Wow, time rolls on. He did well though, definitely a significant contributor to gaming culture.
These days, pen-and-paper role-playing games have largely been supplanted by online computer games. Dungeons & Dragons itself has been translated into electronic games, including Dungeons & Dragons Online. Mr. Gygax recognized the shift, but he never fully approved. To him, all of the graphics of a computer dulled what he considered one of the major human faculties: the imagination.
“There is no intimacy; it’s not live,” he said of online games. “It’s being translated through a computer, and your imagination is not there the same way it is when you’re actually together with a group of people. It reminds me of one time where I saw some children talking about whether they liked radio or television, and I asked one little boy why he preferred radio, and he said, ‘Because the pictures are so much better.’ ”

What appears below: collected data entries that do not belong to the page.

PR #3717, opened 2016-08-09
Warn on invalid middlewares

taion:
Right now, if you pass in a value with properties that is not a valid React Router middleware, we just silently ignore it. This leads to really confusing things happening like https://github.com/relay-tools/react-router-relay/issues/189.

I don't think anybody's intentionally passing in empty objects to `applyRouterMiddleware`, so this should be a nice DX convenience.


taion:
@reactjs/routing How do we feel about the current middleware API? We're well overdue to add some sort of docs, assuming we like it.

taion:
Is this okay to merge?

timdorr:
I'm not a user of the middleware personally, so I don't feel confident to comment on the API's design. 

As for the PR, LGTM!

PR #4111, opened 2016-10-27
Add addon-controlled to redux integration section

PrototypeAlex:
After a bit of searching I found that the addon has been released, via https://github.com/ReactTraining/react-router/issues/3879#issuecomment-255200425

Thought I'd help with others on the redux integration search.

### DIFF
--- a/README.md
+++ b/README.md
@@ -136,9 +136,10 @@ positions of window and individual elements.
 
 ### What about Redux?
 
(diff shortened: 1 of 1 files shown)


timdorr:
That should be an actual link, not just the URL in there. I'll fix that. Thanks for the PR.

PR #4121, opened 2016-10-30
V4 fix Link Component

SimeonC:
I found an issue in my code where I use the onClick handler to close a navigational menu and found that my onClick was overriding the handleClick of the Link element as it wasn't being excluded from the props passed down.

### DIFF
--- a/modules/Link.js
+++ b/modules/Link.js
@@ -62,6 +62,7 @@ class Link extends React.Component {
       activeOnlyWhenExact, // eslint-disable-line
       replace, // eslint-disable-line
       children,
+      onClick,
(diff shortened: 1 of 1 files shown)


SimeonC:
Fails due to not used variable (Do I fix that like the es-lint comments on above lines?).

My kind of guy. He's absolutely right. Even when it comes down to SFB/SFC. What he neglects to recognise in those comments however (biased I suppose, by the pure RPG background) is that computerised on-line versions of old board games allow people to enjoy those old games in much less time and regardless of distance, where it would otherwise not be possible.
A good SFB fleet battle took many hours to resolve. One had to set aside a whole day, sometimes a second. With SFC one could resolve battles in minutes instead of hours retaining much of the tactical and strategic gameplay value. (and from thousands of miles away - a real boon to smaller gaming communities like SFB)
The same thing does not apply so much to D&D I guess, as it does not stand to gain nearly as much from automation as SFB. In either case, the computer versions of each game are a substitute and not a replacement for tabletop gaming in my opinion.
Anyway, I enjoyed Gary's work as a youth, I'm glad he was here with us.